Efficient Time-Marching Methods for the TDSE
We develop and study unitary time-propagation schemes for the TDSE with an explicitly time-dependent potential. In one approach, the TDSE is viewed as a classical Hamiltonian system and partitioned Runge-Kutta methods are used. In an alternative approach, exponential integrators are exploited in combination with a Magnus series representation of the propagator.
In [1], we refine exponential integrators based on the Magnus series representation for the case where the Hamiltonian only consists of blocks that are either time or space dependent. These kind of Hamiltonian arise for molecule-laser interactions within the so called Franck-Condon approximation. For this case, we can show that the exponential integrator of order four is very efficient and outperforms partitioned Runge-Kutta methods in a numerical comparison.
Adaptivity and Error Control
We have developed an h,p-adaptive Magnus-Lanczos propagator, where the step size is chosen to control the error in the Magnus expansion and the size of the Krylov space for the control of the error in the Lanczos operator.

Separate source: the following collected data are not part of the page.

PR #31, opened 2016-07-06
Minor revision to make defuse_children optional

aykol:
- Helps control whether VaspToDbTask will check to defuse children fws based on whether the Vasprun "state" is "successful" or not. Defaults to True (i.e. existing behavior) and should not affect other existing workflows.
- In MDWF converged_ionic will always be False in Vasprun, and therefore the "state" will be "unsuccessful". Current revision  helps circumvent defused fws caused by this.


computron:
Hi Murat,

Can you just rename "check_defuse_children" to "defuse_unsuccessful"? I think the latter might be clearer. Other than that I think it is good to go, so I will pull as soon as I get the change.

aykol:
Hi Anubhav,
Just made that revision. Thanks!

PR #38, opened 2016-08-29
Dev elastic

montoyjh:
## Summary

Minor changes to elastic workflow to allow for additional, non-independent deformations (for higher-order tensor fitting) and a flag to allow for including the analysis task or not.


computron:
thanks!

PR #40, opened 2016-09-10
Gibbs free energy workflow

matk86:
## Summary

combines dft data and quasi harmonic approximation to compute the gibbs free energy.

*  uses phonopy's quasi harmonic approx implementation.
*  unlike the “GIBBS” quasiharmonic Debyemodel, this one uses the computed phonon density to evaluate the free energy and entropy.
* updated the drone to assimilate dynamical matrix as well as the normal modes if present.
* The final analysis step can be easily extended to compute grueisen coeff as well as other paramters 
supported by phonopy.


computron:
Thanks -

Before I merge, can you avoid putting things like this:
```
try:
    from phonopy import Phonopy
    from phonopy.structure.atoms import Atoms as PhonopyAtoms
    from phonopy import PhonopyQHA
except ImportError:
    print("Install phonopy. Exiting.")
    sys.exit()
```

in the root of the module? Simply reading the module will cause the program to exit. For example, if FireWorks tries to read the module to search for a FireTask, it will encounter this code and will exit.

matk86:
sorry, forgot to move that to the function... fixed it

computron:
Thanks!

PR #41, opened 2016-09-10
Dev elastic

montoyjh:
Updated the elastic workflow to allow for custom k-points.

### DIFF
--- a/matmethods/vasp/firetasks/write_inputs.py
+++ b/matmethods/vasp/firetasks/write_inputs.py
@@ -69,7 +69,6 @@ class WriteVaspFromIOSet(FireTaskBase):
                                  self["vasp_input_set"])
             vis = vis_cls(self["structure"],
                           **self.get("vasp_input_params", {}))
-
         vis.write_input(".")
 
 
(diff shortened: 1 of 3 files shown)


matk86:
Hi Joey,
just saw your pull request to pymatgen. If you could add the volume dependent  debye temperature formulation as mentioned in [http://doi.org/10.1016/j.comphy.2003.12.001](url) we could easily extend your elasticity workflow(add one more task) to compute the gibbs free energy using the quasi harmonic debye model mentioned in the aforementioned paper. This would much more cheaper than computing the free energy from the full phonon spectrum.

montoyjh:
Sure, is this just the expression in equations 6-7 of that paper?

-Joey

matk86:
yes, but i am not sure how reliable those equations are ..the author cites his thesis as the reference but i couldnt find it..

montoyjh:
I've added it and a unit test (I get a reasonable number for the test
structure, Tin (around 189 K), but I'm really not confident that what I did
was correct, so we should test it more thoroughly before using it in
production.

matk86:
Sure, thanks

PR #61, opened 2016-12-16
previous pull request to add soc and scissor to Btrap FW

albalu:
## Summary

soc and scissor can be tuned directly in BoltztrapFW for better control.


computron:
Thanks!

PR #64, opened 2016-12-21
add the ability to choose ObjectId in insert_gridfs

albalu:
## Summary

I may want to rebuild/update a collection (e.g. boltztrap + boltztrap DOS) but keep the old object ids and in a sense just update some of the documents w/o changing the ids, this small change to the code let me do that without changing its default functionality,

### DIFF
--- a/atomate/vasp/database.py
+++ b/atomate/vasp/database.py
@@ -64,7 +64,7 @@ class MMVaspDb(MMDb):
                                           ("completed_at", DESCENDING)],
                                          background=background)
 
-    def insert_gridfs(self, d, collection="fs", compress=True, _id=ObjectId()):
+    def insert_gridfs(self, d, collection="fs", compress=True, id=None):
         """
         Insert the given document into GridFS.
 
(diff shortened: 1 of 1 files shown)


computron:
Can you make the following changes:

1. Rename "_id" to "oid". Generally the leading underscore indicates things that a user should not change; thus, having a leading underscore variable be a parameter to a function is not really correct naming.
2. in the function signature, default oid to "None" (not ObjectId())
3. inside the function, you can add something like:
oid = oid or ObjectId()

This will set the default value to ObjectId() if it was originally None.

You might ask why not just set the default var to ObjectId() in the function header rather than the whole "None" business. The reason is because Python creates very terrible bugs if you put mutable objects inside function headers:

http://stackoverflow.com/questions/1132941/least-astonishment-and-the-mutable-default-argument

That said, ObjectId() should be non-mutable and you are most likely OK even if you do not do 2 and 3 on the list above. But with this particular Python "feature/issue" of mutable default args I tend to be very cautious and only put things that are very clearly immutable as default vars.

albalu:
@computron 
1. done. Thanks!
2,3. that's how I first wrote it but I wasn't sure it applies to sth like ObjectId() as well. I will keep this in mind.

computron:
Thanks!

Note that "id" is a built-in Python function and you should avoid overlap (Pycharm should warn you about this name by drawing a squiggly underneath the name) - oid is better because it does not conflict with any Python functions.

Also, for 2,3 I am >90% sure that the initial implementation was OK due to immutability of ObjectId. But again I am just paranoid about this.

PR #66, opened 2017-01-04
formation energy per atom in builder + more general tag_fws

albalu:
## Summary

1. I implemented formation energy per atom in the Ehull builder before so it's tested but I forgot to merge it before.

2. users now have more control over tag_fws to tag the entire workflow and not just VaspRun jobs

### DIFF
--- a/atomate/vasp/builders/materials_ehull.py
+++ b/atomate/vasp/builders/materials_ehull.py
@@ -52,6 +52,13 @@ class MaterialsEhullBuilder(AbstractBuilder):
                 self._materials.update_one({"material_id": m["material_id"]},
                                            {"$set": {"stability": self.mpr.get_stability([my_entry])[0]}})
 
+                for el, elx in my_entry.composition.items():
+                    entries = self.mpr.get_entries(el.symbol)
+                    min_e = min(entries, key=lambda x: x.energy_per_atom).energy_per_atom
+                    energy -= elx * min_e
+                self._materials.update_one({"material_id": m["material_id"]},
+                                           {"$set": {"thermo.formation_energy_per_atom": energy / structure.num_sites}})
+
                 mpids = self.mpr.find_structure(structure)
                 self._materials.update_one({"material_id": m["material_id"]}, {"$set": {"mpids": mpids}})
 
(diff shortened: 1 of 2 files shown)


albalu:
@computron, could you please take a look at this? they are small changes.

computron:
For (1), you need to use the Advanced Compatibility framework to correct the raw energies. Otherwise you will not get an accurate formation energy for many compounds, e.g., oxides.

For (2), the optional task_level_constraint is fine, but this is technically a backward-incompatible change since the old default ("RunVasp") is now None. Such changes must involve (i) a statement that all code usages of that function have been properly updated and (ii) a note that this is backwards incompatible, and users who called that function in downstream code likely need to change it. This change could break other people's existing code.

computron:
Note that

"a statement that all code usages of that function have been properly updated" involves actually finding all usages of that function (PyCharm can help you) and adding the old task_level_constraint to maintain the prior behavior.

computron:
Also by "Advanced Compatiblity" I meant "MaterialsProjectCompatibility" (a long time ago, we called it the former)

albalu:
Thanks Anubhav, 

1) it seems that the get_entries method already enforce MaterialsProjectCompatibility by default but I made sure that it is used by adding compatible_only=True when I call the method

2) I actually didn't think about backwards-compatibility, thank you. The easier way would have been to keep the task_name_constraint="RunVasp" as default but I think None makes more sense. So I updated all the usages of tag_fws in the local codes which are all private; where do I have to include "a note that this is backwards incompatible, and users who called that function in downstream code likely need to change it." ? Is this a warning inside that function or just a part of function doc?

computron:
Hi @albalu 

1. Ok! I didn't notice that about get_entries. In that case the formation energies should be correct. You might want to double check an oxide just to make sure

2. 
>> The easier way would have been to keep the task_name_constraint="RunVasp" as default but I think None makes more sense. 

yes I agree with both parts

>> So I updated all the usages of tag_fws in the local codes which are all private

ok good; although sometimes it's better to wait until the merge is in place before pushing the updates to the downstream codes

>> where do I have to include

In the pull request, you should make a note of it. We can discuss how to deal with the backwards incompatibility, whether it is to support the old way more fluidly or to make a decision to change things going forward. In this case, what I would normally do is just announce it on the Google group for the code plus on Slack when releasing the new version. Since atomate does not have a Google group and this is a relatively minor change I will skip the announcement this time.

PR #68, opened 2017-01-11
support terminate function for slurm and add relax choose to OptimizeFW

specter119:
## Summary

* add custodian job_type  choice to OptimizeFW
* add terminate_func for slurm to RunVaspCustodian

### DIFF
--- a/atomate/vasp/firetasks/run_calc.py
+++ b/atomate/vasp/firetasks/run_calc.py
@@ -51,8 +51,7 @@ class RunVaspDirect(FiretaskBase):
         vasp_cmd = env_chk(self["vasp_cmd"], fw_spec)
         logger.info("Running VASP using exe: {}".format(vasp_cmd))
         return_code = subprocess.call(vasp_cmd, shell=True)
-        logger.info(
-            "VASP finished running with returncode: {}".format(return_code))
+        logger.info("VASP finished running with returncode: {}".format(return_code))
 
 
 @explicit_serialize
--- a/atomate/vasp/firetasks/run_calc.py
+++ b/atomate/vasp/firetasks/run_calc.py
@@ -206,7 +206,8 @@ class RunVaspCustodian(FiretaskBase):
 
         c = Custodian(handlers, jobs, validators=validators, max_errors=max_errors,
                       scratch_dir=scratch_dir, gzipped_output=gzip_output,
-                      terminate_func=terminate_func, terminate_on_nonzero_returncode=terminate_on_nonzero_returncode)
+                      terminate_func=terminate_func,
+                      terminate_on_nonzero_returncode=terminate_on_nonzero_returncode)
 
         c.run()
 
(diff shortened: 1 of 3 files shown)


specter119:
Summary

add custodian job_type choice to OptimizeFW
add terminate_func for slurm to RunVaspCustodian

atomate/vasp/firetasks/run_calc.py
```diff
@@ -193,10 +245,12 @@ def run_task(self, fw_spec):
         doping = self.get("doping", None)
         soc = self.get("soc", False)
 
-        vasprun, outcar = get_vasprun_outcar(".", parse_dos=True, parse_eigen=True)
+        vasprun, outcar = get_vasprun_outcar(
```
bocklund: I think these sort of changes where you are splitting one line into 2 just to satisfy a line length limit does not make sense. The idea behind an 80 character limit is to help make code more readable and splitting these one line function calls to two lines undermines that, in my opinion.

computron:
Hi @specter119 

Thanks for submitting a PR, but there are a couple of issues here which is why I am closing the PR.

1 - For line length in the codebases I manage (fireworks, matminer, atomate), I would like to set 100 characters as a soft limit for line length and 120 of a more hard limit. The PEP guideline of 80 in my experience reduces code readability for lines in the 80-100 character range much more often than it helps. I agree with @bocklund that the specific changes here actually serve to reduce readability.

2 - The code for SLURM cancellation, etc., would have been fine in MPWorks, but the reason we created the new code atomate was to keep the workflow definitions as clean as possible. This means that in atomate, it is not allowed to mix commands pertaining to specific queuing systems, etc. within the workflow definitions. The workflows are all about materials science procedure and not about details of killing jobs properly. For the latter, you can either try to do this via custodian. Either write a handler and pass it in to the atomate workflows, or write a new custodian Job and pass that in to atomate. However, the Firetasks, Fireworks, and Workflow definitions should be as minimal as possible and directly related to the essentials of the calculation procedure.

Again, thanks for trying this, but we are doing some policy changes for atomate vs. MPWorks.

specter119:
@computron @bocklund Yes, I got your points, i will try to add it to custodian.

shyuep:
@computron @specter119 No, SLURM commands are not allowed in custodian. Custodian has no queue specific commands. Not even PBS ones. So a SLURM cancel command would be odd.

computron:
Ok, in that case I guess this must remain custom code for @specter119 that is not pushed to any of the main repos since I cannot think of a place for it. Queue specific things can go in FireWorks, e.g. in the queue adapters. I can see some benefit to having a terminate command supported by QueueAdapterBase and implemented specifically for the various systems (PBS, SLURM, etc.) although ideally this feature would somehow link into FireWorks capabilities.

specter119:
@computron @shyuep Thanks, I think the terminate function is indispensable to complete a workflow under SLURM. I just use my branch of atomate as a temporary solution. But I have no idea how to add it to FireWorks right now.

bocklund:
I think it could be relatively straightforward to implement a cancel function for the queues already defined in the `fireworks/user_objects/queue_adapters/common_adapter.py`, but I defer to @computron. Out of curiosity, what's the use case for automated cancellation?

PR #69, opened 2017-01-12
more control over materials builder + add_tags also through BoltztrapFW and BoltztrapToDBTask

albalu:
## Summary

1. user can specify some tasks with excluded_tasks argument (a query) so they will be excluded when "materials" collection is being built. Examples of excluded_tasks is {"tags": "test"} or {"tags": {"$all": ["ABCD3", "soc"]}}

In the first example, I wouldn't want the "test" tasks to be included in the final materials collection and in the second one, I don't want the energy values of spin orbit coupling calculations for a specific projects to be included when say energy above hull is calculated.

2. now add_tags also tags Boltztrap jobs so organizing them would be easier later. A unit test is added but I also tested this on a bunch of bandstructure_boltztrap Wflows and the tags show up in the boltztrap collection.

### DIFF
--- a/atomate/vasp/builders/tasks_materials.py
+++ b/atomate/vasp/builders/tasks_materials.py
@@ -26,7 +26,8 @@ module_dir = os.path.join(os.path.dirname(os.path.abspath(__file__)))
 
 
 class TasksMaterialsBuilder(AbstractBuilder):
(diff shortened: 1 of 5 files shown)


computron:
Thanks!

PR #70, opened 2017-01-25
Adding the option to turn off initial structure optimization in elastic workflow.

jdagdelen:
Gives user the option to skip the initial optimization task in the elastic workflow. Preset to perform optimization first.


computron:
Thanks!

Two suggestions:

* optimize_first -> optimize_structure
* move all the vis_relax code inside the if statement where possible. i.e., you are only executing necessary code when optimize_structure=False

computron:
Thanks!

PR #72, opened 2017-01-26
Update common powerups for vasp

### LINKED ISSUE #71: No gamma_vasp in default workflows
None of the default workflows populate vasp_gamma_cmd in RunVaspCustodian so that doesn't get set. I can go ahead and modify the default workflows to set that or add in a powerup. Any preference?

shyamd:
Added gamma_vasp powerup using to fix #71 
Updated default configs to use env_check
Added in gamma_vasp to common powers


computron:
Thanks!

computron:
Thanks!

PR #74, opened 2017-02-13
feff updates: EXAFS scattering paths workflow

matk86:
* workflow to compute EXAFS scattering amplitudes for custom scattering paths.
* added unittests(not integration test) for the added firetasks, fireworks and workflow.


computron:
Thanks!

We also consider the global error of the time-marching scheme using a posteriori error estimation theory. Based on the self-adjointness of the Hamiltonian, we have devised a global error estimate that does not require to actually solve the dual problem (on which the a posteriori estimate is based).
Replacing the Lanczos algorithm by the Arnoldi algorithm, we can combine this theory with the optimized PML developed in the group, even though the self-adjointness of the Hamiltonian is truncated by the absorbing layer.
Currently, we are also interested in combining the results obtained for time-propagation with an adaptive solver in the spacial coordinate.
Parallelization of the Lanczos Algorithm
When solving large scale problems there is a need for distribution of the node points. Unfortunately, in a straight forward implementation of the Lanczos algorithm the inner products that need to be computed in each iteration hamper the parallel scalability. We therefore, improve the parallel performance of exponential integrators by reducing the synchronization.
References
- Stiff convergence of force-gradient operator splitting methods. In Applied Numerical Mathematics, volume 94, pp 33-45, 2015. (DOI, fulltext:postprint).
- Accurate time propagation for the Schrödinger equation with an explicitly time-dependent Hamiltonian. In Journal of Chemical Physics, volume 128, pp 184101:1-11, 2008. (DOI).